→ Records for this task:
────

PR #2327, opened 2025-01-20
Changing token header handling in example

RobinTail:
Perhaps should go after #2304 
Related to discussion #2326


RobinTail:
It turned out that `X-` prefix was deprecated in 2012.
https://www.rfc-editor.org/rfc/rfc6648.html

Which is even stated on MSDN: https://developer.mozilla.org/en-US/docs/Web/HTTP/Headers

Not sure how I missed it doing #1183 , but it seems that we should make improvement towards opposite direction: keeping unprefixed `token` header and adjusting implementation to that.

RobinTail:
we shall go opposite way in v22 after doing #2332

PR #2328, opened 2025-01-21
feat: Optional context for `Client::provide()`

RobinTail:
See discussion #2326 

Featuring the ability to pass extra data into the `Implementation`.
It can be used for making a customized solution, in particular for dynamically assignable headers.


LucWag (approved):
Hey @RobinTail, great work. Looks good to me and many thanks for the implementation

RobinTail (commented):
now it looks good

PR #2332, opened 2025-01-22
ref: `LogicalContainer` handling

RobinTail:
1. I noticed a double mapping of logical containers with one more extra processing just in order to depict security schemas. I think the workflow could be simplified.
2. currently there is only a mapper and a single purpose processor, but if I make a generic walker out of it, it could be utilized for detecting non-prefixed headers for depictRequestParams


src/documentation-helpers.ts
```diff
@@ -9,8 +9,8 @@ import {
   ResponseObject,
   SchemaObject,
   SchemaObjectType,
-  SecurityRequirementObject,
   SecuritySchemeObject,
+  SecurityRequirementObject,
```
RobinTail, line 13:
```suggestion
    SecurityRequirementObject,
    SecuritySchemeObject,
```

src/documentation-helpers.ts
```diff
@@ -9,8 +9,8 @@ import {
   ResponseObject,
   SchemaObject,
   SchemaObjectType,
-  SecurityRequirementObject,
-  SecuritySchemeObject,
+    SecurityRequirementObject,
+    SecuritySchemeObject,
```
RobinTail, line 13:
```suggestion
  SecurityRequirementObject,
  SecuritySchemeObject,
```

RobinTail (commented):
brilliant!

PR #2333, opened 2025-01-22
`Endpoint::getSecurity()` to return an array of containers

RobinTail:
Cherry-picked from #2332 

This should ease that PR as later fix without any breaking changes


RobinTail (commented):
should be fine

────

→ What the task requires: Show every line above in which the word "containers" is found.

→ Result of the task:
1. I noticed a double mapping of logical containers with one more extra processing just in order to depict security schemas. I think the workflow could be simplified.
`Endpoint::getSecurity()` to return an array of containers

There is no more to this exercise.